Print out every entry that follows, exactly as written.

[Data]
((
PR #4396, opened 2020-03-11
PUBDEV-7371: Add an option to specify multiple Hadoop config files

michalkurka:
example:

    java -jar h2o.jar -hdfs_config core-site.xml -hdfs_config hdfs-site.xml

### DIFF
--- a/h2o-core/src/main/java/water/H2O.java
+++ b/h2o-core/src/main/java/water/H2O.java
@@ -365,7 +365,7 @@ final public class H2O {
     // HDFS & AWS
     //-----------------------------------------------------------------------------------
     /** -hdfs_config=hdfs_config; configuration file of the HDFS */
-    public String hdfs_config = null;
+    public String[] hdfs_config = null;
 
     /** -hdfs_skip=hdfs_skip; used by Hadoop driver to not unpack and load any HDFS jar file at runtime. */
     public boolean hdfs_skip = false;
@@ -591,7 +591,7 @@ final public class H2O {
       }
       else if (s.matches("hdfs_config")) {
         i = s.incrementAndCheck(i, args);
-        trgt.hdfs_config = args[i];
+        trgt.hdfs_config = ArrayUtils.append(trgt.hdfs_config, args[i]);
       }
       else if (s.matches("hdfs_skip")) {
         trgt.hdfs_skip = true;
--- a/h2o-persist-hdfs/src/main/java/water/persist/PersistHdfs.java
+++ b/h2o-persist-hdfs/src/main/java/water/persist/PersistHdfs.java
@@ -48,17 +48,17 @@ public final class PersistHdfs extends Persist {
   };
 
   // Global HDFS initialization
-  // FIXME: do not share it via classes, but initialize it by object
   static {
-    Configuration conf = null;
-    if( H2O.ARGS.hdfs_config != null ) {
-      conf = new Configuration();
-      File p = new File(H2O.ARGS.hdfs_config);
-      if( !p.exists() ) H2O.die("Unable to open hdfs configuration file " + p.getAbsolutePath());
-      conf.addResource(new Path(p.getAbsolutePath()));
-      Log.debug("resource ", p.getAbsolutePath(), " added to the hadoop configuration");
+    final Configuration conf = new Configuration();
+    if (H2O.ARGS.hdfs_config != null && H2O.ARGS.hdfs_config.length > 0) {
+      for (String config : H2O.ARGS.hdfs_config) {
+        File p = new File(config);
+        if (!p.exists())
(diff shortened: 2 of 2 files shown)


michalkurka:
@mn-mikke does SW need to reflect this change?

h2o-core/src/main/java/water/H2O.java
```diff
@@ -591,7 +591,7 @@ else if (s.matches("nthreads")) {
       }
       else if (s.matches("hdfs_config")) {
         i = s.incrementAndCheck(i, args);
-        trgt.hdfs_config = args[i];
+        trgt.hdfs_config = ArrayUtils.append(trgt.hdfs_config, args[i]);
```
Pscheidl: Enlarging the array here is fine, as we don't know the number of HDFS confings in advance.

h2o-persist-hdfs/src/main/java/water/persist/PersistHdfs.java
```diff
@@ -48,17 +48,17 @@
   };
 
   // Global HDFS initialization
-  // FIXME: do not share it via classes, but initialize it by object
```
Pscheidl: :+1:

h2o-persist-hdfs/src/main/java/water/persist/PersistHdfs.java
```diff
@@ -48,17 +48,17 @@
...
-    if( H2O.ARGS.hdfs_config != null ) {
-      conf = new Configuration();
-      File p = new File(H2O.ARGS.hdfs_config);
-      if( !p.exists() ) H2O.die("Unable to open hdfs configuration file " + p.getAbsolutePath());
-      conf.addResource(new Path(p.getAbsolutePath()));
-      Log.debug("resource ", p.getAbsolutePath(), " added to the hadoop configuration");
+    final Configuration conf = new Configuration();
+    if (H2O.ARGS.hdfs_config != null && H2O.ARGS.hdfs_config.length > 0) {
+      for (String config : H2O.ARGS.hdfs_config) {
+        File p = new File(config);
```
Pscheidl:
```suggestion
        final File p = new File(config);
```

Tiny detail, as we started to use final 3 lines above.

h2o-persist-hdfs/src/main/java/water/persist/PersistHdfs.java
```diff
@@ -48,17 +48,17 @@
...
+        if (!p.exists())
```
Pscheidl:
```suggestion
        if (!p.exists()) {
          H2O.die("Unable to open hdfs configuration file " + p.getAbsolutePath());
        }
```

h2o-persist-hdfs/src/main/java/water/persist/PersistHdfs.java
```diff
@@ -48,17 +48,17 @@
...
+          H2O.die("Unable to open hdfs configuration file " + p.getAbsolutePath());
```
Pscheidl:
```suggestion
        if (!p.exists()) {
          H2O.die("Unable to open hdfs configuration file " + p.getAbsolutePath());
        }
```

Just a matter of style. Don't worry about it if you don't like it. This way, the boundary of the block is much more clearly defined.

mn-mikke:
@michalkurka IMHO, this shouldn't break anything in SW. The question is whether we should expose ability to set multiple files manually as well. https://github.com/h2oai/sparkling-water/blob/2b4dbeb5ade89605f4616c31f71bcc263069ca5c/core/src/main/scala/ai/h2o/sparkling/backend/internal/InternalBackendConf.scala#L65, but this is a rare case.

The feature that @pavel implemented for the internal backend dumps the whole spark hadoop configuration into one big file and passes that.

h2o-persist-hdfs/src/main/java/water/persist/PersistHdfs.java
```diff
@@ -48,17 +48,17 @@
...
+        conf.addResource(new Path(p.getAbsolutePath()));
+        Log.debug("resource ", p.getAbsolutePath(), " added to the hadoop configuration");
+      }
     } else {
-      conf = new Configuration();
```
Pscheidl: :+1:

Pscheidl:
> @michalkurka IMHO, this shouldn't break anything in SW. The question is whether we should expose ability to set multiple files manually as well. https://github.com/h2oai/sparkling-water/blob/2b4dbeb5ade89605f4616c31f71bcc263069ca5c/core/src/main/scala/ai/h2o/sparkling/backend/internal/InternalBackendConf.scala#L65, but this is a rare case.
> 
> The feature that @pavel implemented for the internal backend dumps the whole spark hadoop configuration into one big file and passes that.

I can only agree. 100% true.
))
[Completed task]
PR #4396, opened 2020-03-11
PUBDEV-7371: Add an option to specify multiple Hadoop config files

michalkurka:
example:

    java -jar h2o.jar -hdfs_config core-site.xml -hdfs_config hdfs-site.xml

### DIFF
--- a/h2o-core/src/main/java/water/H2O.java
+++ b/h2o-core/src/main/java/water/H2O.java
@@ -365,7 +365,7 @@ final public class H2O {
     // HDFS & AWS
     //-----------------------------------------------------------------------------------
     /** -hdfs_config=hdfs_config; configuration file of the HDFS */
-    public String hdfs_config = null;
+    public String[] hdfs_config = null;
 
     /** -hdfs_skip=hdfs_skip; used by Hadoop driver to not unpack and load any HDFS jar file at runtime. */
     public boolean hdfs_skip = false;
@@ -591,7 +591,7 @@ final public class H2O {
       }
       else if (s.matches("hdfs_config")) {
         i = s.incrementAndCheck(i, args);
-        trgt.hdfs_config = args[i];
+        trgt.hdfs_config = ArrayUtils.append(trgt.hdfs_config, args[i]);
       }
       else if (s.matches("hdfs_skip")) {
         trgt.hdfs_skip = true;
--- a/h2o-persist-hdfs/src/main/java/water/persist/PersistHdfs.java
+++ b/h2o-persist-hdfs/src/main/java/water/persist/PersistHdfs.java
@@ -48,17 +48,17 @@ public final class PersistHdfs extends Persist {
   };
 
   // Global HDFS initialization
-  // FIXME: do not share it via classes, but initialize it by object
   static {
-    Configuration conf = null;
-    if( H2O.ARGS.hdfs_config != null ) {
-      conf = new Configuration();
-      File p = new File(H2O.ARGS.hdfs_config);
-      if( !p.exists() ) H2O.die("Unable to open hdfs configuration file " + p.getAbsolutePath());
-      conf.addResource(new Path(p.getAbsolutePath()));
-      Log.debug("resource ", p.getAbsolutePath(), " added to the hadoop configuration");
+    final Configuration conf = new Configuration();
+    if (H2O.ARGS.hdfs_config != null && H2O.ARGS.hdfs_config.length > 0) {
+      for (String config : H2O.ARGS.hdfs_config) {
+        File p = new File(config);
+        if (!p.exists())
(diff shortened: 2 of 2 files shown)


michalkurka:
@mn-mikke does SW need to reflect this change?

h2o-core/src/main/java/water/H2O.java
```diff
@@ -591,7 +591,7 @@ else if (s.matches("nthreads")) {
       }
       else if (s.matches("hdfs_config")) {
         i = s.incrementAndCheck(i, args);
-        trgt.hdfs_config = args[i];
+        trgt.hdfs_config = ArrayUtils.append(trgt.hdfs_config, args[i]);
```
Pscheidl: Enlarging the array here is fine, as we don't know the number of HDFS confings in advance.

h2o-persist-hdfs/src/main/java/water/persist/PersistHdfs.java
```diff
@@ -48,17 +48,17 @@
   };
 
   // Global HDFS initialization
-  // FIXME: do not share it via classes, but initialize it by object
```
Pscheidl: :+1:

h2o-persist-hdfs/src/main/java/water/persist/PersistHdfs.java
```diff
@@ -48,17 +48,17 @@
...
-    if( H2O.ARGS.hdfs_config != null ) {
-      conf = new Configuration();
-      File p = new File(H2O.ARGS.hdfs_config);
-      if( !p.exists() ) H2O.die("Unable to open hdfs configuration file " + p.getAbsolutePath());
-      conf.addResource(new Path(p.getAbsolutePath()));
-      Log.debug("resource ", p.getAbsolutePath(), " added to the hadoop configuration");
+    final Configuration conf = new Configuration();
+    if (H2O.ARGS.hdfs_config != null && H2O.ARGS.hdfs_config.length > 0) {
+      for (String config : H2O.ARGS.hdfs_config) {
+        File p = new File(config);
```
Pscheidl:
```suggestion
        final File p = new File(config);
```

Tiny detail, as we started to use final 3 lines above.

h2o-persist-hdfs/src/main/java/water/persist/PersistHdfs.java
```diff
@@ -48,17 +48,17 @@
...
+        if (!p.exists())
```
Pscheidl:
```suggestion
        if (!p.exists()) {
          H2O.die("Unable to open hdfs configuration file " + p.getAbsolutePath());
        }
```

h2o-persist-hdfs/src/main/java/water/persist/PersistHdfs.java
```diff
@@ -48,17 +48,17 @@
...
+          H2O.die("Unable to open hdfs configuration file " + p.getAbsolutePath());
```
Pscheidl:
```suggestion
        if (!p.exists()) {
          H2O.die("Unable to open hdfs configuration file " + p.getAbsolutePath());
        }
```

Just a matter of style. Don't worry about it if you don't like it. This way, the boundary of the block is much more clearly defined.

mn-mikke:
@michalkurka IMHO, this shouldn't break anything in SW. The question is whether we should expose ability to set multiple files manually as well. https://github.com/h2oai/sparkling-water/blob/2b4dbeb5ade89605f4616c31f71bcc263069ca5c/core/src/main/scala/ai/h2o/sparkling/backend/internal/InternalBackendConf.scala#L65, but this is a rare case.

The feature that @pavel implemented for the internal backend dumps the whole spark hadoop configuration into one big file and passes that.

h2o-persist-hdfs/src/main/java/water/persist/PersistHdfs.java
```diff
@@ -48,17 +48,17 @@
...
+        conf.addResource(new Path(p.getAbsolutePath()));
+        Log.debug("resource ", p.getAbsolutePath(), " added to the hadoop configuration");
+      }
     } else {
-      conf = new Configuration();
```
Pscheidl: :+1:

Pscheidl:
> @michalkurka IMHO, this shouldn't break anything in SW. The question is whether we should expose ability to set multiple files manually as well. https://github.com/h2oai/sparkling-water/blob/2b4dbeb5ade89605f4616c31f71bcc263069ca5c/core/src/main/scala/ai/h2o/sparkling/backend/internal/InternalBackendConf.scala#L65, but this is a rare case.
> 
> The feature that @pavel implemented for the internal backend dumps the whole spark hadoop configuration into one big file and passes that.

I can only agree. 100% true.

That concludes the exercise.